• **WORK REQUIRED**
Of the lines below, report only those that contain "startup".

[Data entries]
Issue #1648, opened 2026-09-04
Replace file-per-segment L3 KV storage with packed append-only storage


i386:
## Context

PR #1632 deliberately cuts growing prefixes on cache geometry so later turns reuse prior state. A realistic 19K-token prefix can therefore contain roughly 9,500 segment references. Today each content-addressed segment is a separate file, eviction scans/parses manifests to reconstruct reference counts, and reads pay filesystem metadata and locality costs.

[SGLANG-LSM](https://arxiv.org/abs/2511.16138) identifies file-per-object metadata and locality as disk-KV bottlenecks and reports up to 143% more cache hits and 24% lower TTFT in its evaluated workloads.

Coordinated in Buzz channel `#skippy-kv` and tracked as an expanded optimization candidate for #1632.

## Proposed direction

Retain the existing logical format and exactness contract while replacing file-per-segment physical storage with append-only packfiles or an LSM-style substrate:

- digest to pack/offset/length/checksum index;
- batched sequential writes and reads;
- tombstones for logical deletion;
- background compaction with bounded foreground impact;
- atomic manifest publication only after all referenced segments are durable;
- reference-aware accounting of shared segments;
- crash recovery, quarantine, and index rebuild;
- hard-budget, minimum-free, pin/hold, prune, and clear semantics equivalent to #1632.

## Checklist

- [ ] Define the versioned packed-store format, index, and migration/compatibility behavior.
- [ ] Preserve digest verification and exact numerical/model identity.
- [ ] Make append, index commit, manifest commit, tombstone, and compaction crash-safe.
- [ ] Batch segment reads by physical locality without changing logical segment boundaries.
- [ ] Bound compaction memory, write amplification, and foreground latency.
- [ ] Preserve startup cleanup and safe fallback to cold prefill on any cache failure.
- [ ] Add corruption, torn-write, stale-index, duplicate-segment, concurrent writer, eviction, prune, and clear tests.
- [ ] Benchmark against the current file-per-segment #1632 implementation using the shared instrumentation gate.

## Acceptance gate

Promote only if a release-build A/B on the same hardware and workload improves end-to-end cache-hit TTFT and/or sustained cache throughput, does not regress p99 decode latency beyond the existing 5% limit, preserves exact output, and keeps write amplification within an explicitly reported bound.

PR #1726, opened 2026-09-09
fix(skippy): preserve durable restart checkpoints

i386:
The durable L3 writer emitted one file per logical segment and let the background record worker outlive server shutdown. A 1,792-token checkpoint therefore required 1,680 segment publications and was committed only after the restart began, leaving the first restored request with 501 usable tokens.

This change writes each checkpoint's missing logical segments into one immutable pack with a local offset index, rebuilds and validates that index at startup, accounts for the physical pack and sidecar in eviction, and drains the final record worker during graceful shutdown. Portable manifests and logical segment digests stay unchanged.

The pre-restack release replay on the patch-equivalent commit `eb1718386` produced:

| cohort | control | packed L3 |
|---|---:|---:|
| restore p50 | 370 ms, 0% cached | 264 ms, 99.7% cached |
| warm p50 | 13 ms, 99.9% cached | 13 ms, 99.9% cached |
| failed requests | 0 | 0 |

The fix makes the latest useful checkpoint durable before restart: 1,951 of 1,957 prompt tokens restore. The resulting 1.40x speedup remains below #1576's 2x gate; #1736 reduces the next read-side cost.

## Stack

- Base: #1714
- This PR: packed physical storage and shutdown drain for #1648
- Next: #1736 streaming restore

## Validation

- `cargo test -p skippy-cache --lib` — 121 passed, 1 ignored
- `cargo test -p skippy-server --lib` — 706 passed, 3 ignored
- warning-denying Clippy for `skippy-cache`, `skippy-server`, and `mesh-llm`
- `cargo check -p mesh-llm`
- `cargo fmt --all --check`
- release host and native runtime builds

### DIFF
--- a/crates/skippy-cache/src/l3.rs
+++ b/crates/skippy-cache/src/l3.rs
@@ -14,7 +14,7 @@
 //!   is present and the assembled payload digest matches. Partial state can
 //!   never be loaded — there is nothing to load until commit.
 //! - **Idempotency**: putting a segment that already exists is a no-op;
-//!   concurrent writers of the same bytes converge on one file via
+//!   concurrent writers of the same bytes converge on one object via
 //!   temp-file + atomic rename.
 //! - **Capped budget**: `enforce_budget` evicts oldest manifests first (the
 //!   newest is never evicted) and garbage-collects unreferenced segments.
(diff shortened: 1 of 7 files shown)


i386:
Consolidated into #1736: https://github.com/Mesh-LLM/mesh-llm/pull/1736

The final combined tree retains every code, test, and documentation change from this PR. Review continues on #1736.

• **WRITTEN RESPONSE**
- [ ] Preserve startup cleanup and safe fallback to cold prefill on any cache failure.
This change writes each checkpoint's missing logical segments into one immutable pack with a local offset index, rebuilds and validates that index at startup, accounts for the physical pack and sidecar in eviction, and drains the final record worker during graceful shutdown. Portable manifests and logical segment digests stay unchanged.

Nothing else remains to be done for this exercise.